■ **WHAT TO WORK ON**
What you return should be the lines from the first line of the records below through the line holding "-605,6 +605,14 @@", unchanged.
-- PROVIDED DATA follows --
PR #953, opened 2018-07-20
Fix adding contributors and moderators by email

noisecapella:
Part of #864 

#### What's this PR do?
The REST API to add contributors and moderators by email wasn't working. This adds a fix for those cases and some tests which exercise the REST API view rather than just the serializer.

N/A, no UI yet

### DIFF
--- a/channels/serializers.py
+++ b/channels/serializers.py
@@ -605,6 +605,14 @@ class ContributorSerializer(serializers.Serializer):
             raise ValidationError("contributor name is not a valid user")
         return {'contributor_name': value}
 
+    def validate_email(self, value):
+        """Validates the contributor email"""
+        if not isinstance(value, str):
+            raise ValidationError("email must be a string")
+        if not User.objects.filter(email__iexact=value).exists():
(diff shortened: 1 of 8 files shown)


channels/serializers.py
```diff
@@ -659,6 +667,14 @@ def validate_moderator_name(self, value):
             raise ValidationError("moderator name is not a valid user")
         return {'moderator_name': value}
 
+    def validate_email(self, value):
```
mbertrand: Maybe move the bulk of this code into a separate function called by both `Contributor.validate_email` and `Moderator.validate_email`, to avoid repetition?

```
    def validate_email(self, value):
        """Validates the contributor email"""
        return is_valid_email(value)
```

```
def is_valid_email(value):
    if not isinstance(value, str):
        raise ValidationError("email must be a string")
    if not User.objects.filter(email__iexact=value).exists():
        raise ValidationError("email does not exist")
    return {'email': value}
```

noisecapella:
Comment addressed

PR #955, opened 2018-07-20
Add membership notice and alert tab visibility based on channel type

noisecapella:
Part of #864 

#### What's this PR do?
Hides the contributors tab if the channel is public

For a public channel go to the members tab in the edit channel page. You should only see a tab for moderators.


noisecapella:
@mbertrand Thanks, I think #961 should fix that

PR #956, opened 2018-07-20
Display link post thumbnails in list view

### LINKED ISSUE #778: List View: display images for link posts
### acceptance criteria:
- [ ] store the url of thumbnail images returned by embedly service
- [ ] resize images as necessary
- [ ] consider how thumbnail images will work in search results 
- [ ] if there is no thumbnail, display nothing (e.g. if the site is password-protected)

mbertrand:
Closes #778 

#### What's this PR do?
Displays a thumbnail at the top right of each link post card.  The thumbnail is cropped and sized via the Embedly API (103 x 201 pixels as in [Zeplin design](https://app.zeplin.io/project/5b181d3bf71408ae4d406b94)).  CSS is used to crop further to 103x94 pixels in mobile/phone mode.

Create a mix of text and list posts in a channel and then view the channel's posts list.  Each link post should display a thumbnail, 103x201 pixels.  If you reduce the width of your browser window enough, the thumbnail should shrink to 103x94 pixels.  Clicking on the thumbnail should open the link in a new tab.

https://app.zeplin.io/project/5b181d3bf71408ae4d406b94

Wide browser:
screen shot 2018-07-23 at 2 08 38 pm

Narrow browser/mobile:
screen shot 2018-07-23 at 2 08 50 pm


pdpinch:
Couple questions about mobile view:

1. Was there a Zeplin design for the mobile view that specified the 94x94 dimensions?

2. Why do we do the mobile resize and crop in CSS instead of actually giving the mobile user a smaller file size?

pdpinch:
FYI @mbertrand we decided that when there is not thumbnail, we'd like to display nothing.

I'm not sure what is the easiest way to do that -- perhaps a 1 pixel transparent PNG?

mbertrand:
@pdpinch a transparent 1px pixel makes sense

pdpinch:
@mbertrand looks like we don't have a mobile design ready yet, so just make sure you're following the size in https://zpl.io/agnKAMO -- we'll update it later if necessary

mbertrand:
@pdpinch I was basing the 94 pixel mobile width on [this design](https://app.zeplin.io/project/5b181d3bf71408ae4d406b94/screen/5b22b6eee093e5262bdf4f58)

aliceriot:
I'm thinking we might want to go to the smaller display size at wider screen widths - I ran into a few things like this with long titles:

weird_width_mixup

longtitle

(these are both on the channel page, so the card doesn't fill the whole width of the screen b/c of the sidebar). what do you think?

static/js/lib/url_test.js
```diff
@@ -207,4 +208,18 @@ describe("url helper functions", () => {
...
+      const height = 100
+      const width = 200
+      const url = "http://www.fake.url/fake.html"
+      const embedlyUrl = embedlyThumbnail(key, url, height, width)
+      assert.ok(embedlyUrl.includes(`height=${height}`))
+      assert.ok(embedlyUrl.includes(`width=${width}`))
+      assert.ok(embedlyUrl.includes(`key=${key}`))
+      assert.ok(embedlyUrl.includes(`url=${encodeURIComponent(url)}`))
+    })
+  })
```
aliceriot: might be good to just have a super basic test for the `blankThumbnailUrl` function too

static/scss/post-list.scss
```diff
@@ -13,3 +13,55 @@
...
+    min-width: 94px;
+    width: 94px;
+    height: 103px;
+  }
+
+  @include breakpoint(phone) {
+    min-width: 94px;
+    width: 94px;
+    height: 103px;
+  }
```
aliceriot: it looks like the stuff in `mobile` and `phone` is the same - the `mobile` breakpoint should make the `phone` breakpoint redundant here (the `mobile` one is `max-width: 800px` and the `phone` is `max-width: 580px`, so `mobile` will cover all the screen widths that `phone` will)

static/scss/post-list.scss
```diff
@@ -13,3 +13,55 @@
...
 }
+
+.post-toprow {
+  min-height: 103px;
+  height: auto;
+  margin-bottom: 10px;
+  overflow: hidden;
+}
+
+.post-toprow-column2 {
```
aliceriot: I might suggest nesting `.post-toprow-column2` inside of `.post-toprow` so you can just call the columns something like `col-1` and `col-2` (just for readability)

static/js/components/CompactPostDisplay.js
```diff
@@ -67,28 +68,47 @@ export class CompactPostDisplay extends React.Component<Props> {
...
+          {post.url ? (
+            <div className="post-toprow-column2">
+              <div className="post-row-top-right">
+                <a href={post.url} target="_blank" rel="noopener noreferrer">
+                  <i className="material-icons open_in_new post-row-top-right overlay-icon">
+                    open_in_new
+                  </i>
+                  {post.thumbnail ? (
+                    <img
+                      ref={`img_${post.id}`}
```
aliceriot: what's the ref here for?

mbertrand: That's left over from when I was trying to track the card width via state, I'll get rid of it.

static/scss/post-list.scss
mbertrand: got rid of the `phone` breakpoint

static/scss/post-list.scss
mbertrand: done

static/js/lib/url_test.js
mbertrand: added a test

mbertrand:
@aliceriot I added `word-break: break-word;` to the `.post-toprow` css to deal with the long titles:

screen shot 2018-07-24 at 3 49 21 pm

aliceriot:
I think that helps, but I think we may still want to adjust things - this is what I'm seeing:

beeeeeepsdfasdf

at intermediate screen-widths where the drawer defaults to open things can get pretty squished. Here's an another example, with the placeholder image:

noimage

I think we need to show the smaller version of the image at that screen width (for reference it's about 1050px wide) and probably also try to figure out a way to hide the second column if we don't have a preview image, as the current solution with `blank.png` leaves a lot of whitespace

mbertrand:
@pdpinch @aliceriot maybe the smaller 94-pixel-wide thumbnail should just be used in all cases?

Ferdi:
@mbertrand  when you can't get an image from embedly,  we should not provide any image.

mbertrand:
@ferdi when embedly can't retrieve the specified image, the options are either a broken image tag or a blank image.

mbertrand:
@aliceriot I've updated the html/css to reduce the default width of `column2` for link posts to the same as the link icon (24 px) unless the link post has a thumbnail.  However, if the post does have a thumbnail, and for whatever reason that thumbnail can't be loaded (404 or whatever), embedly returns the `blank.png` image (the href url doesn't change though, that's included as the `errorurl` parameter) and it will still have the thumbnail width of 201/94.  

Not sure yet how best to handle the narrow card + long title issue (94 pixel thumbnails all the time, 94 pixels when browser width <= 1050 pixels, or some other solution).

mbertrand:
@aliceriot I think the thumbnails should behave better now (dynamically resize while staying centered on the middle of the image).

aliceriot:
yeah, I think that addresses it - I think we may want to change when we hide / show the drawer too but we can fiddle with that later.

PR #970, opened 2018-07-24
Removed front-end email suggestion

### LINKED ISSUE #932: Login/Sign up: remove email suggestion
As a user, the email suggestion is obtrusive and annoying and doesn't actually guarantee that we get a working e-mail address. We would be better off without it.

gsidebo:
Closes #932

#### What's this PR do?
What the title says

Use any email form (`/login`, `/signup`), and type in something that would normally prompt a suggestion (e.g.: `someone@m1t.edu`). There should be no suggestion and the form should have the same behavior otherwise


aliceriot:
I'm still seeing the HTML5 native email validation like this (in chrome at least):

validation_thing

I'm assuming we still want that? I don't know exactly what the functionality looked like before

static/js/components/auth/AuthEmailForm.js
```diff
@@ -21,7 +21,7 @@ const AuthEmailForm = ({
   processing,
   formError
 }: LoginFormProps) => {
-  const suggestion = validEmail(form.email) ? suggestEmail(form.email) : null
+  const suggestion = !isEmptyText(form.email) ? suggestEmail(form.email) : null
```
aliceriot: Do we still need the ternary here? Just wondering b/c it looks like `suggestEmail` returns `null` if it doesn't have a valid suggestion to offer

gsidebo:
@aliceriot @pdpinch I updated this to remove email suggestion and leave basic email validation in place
-- PROVIDED DATA concluded --
■ **REPLY TO THE EXERCISE**
PR #953, opened 2018-07-20
Fix adding contributors and moderators by email

noisecapella:
Part of #864 

#### What's this PR do?
The REST API to add contributors and moderators by email wasn't working. This adds a fix for those cases and some tests which exercise the REST API view rather than just the serializer.

N/A, no UI yet

### DIFF
--- a/channels/serializers.py
+++ b/channels/serializers.py
@@ -605,6 +605,14 @@ class ContributorSerializer(serializers.Serializer):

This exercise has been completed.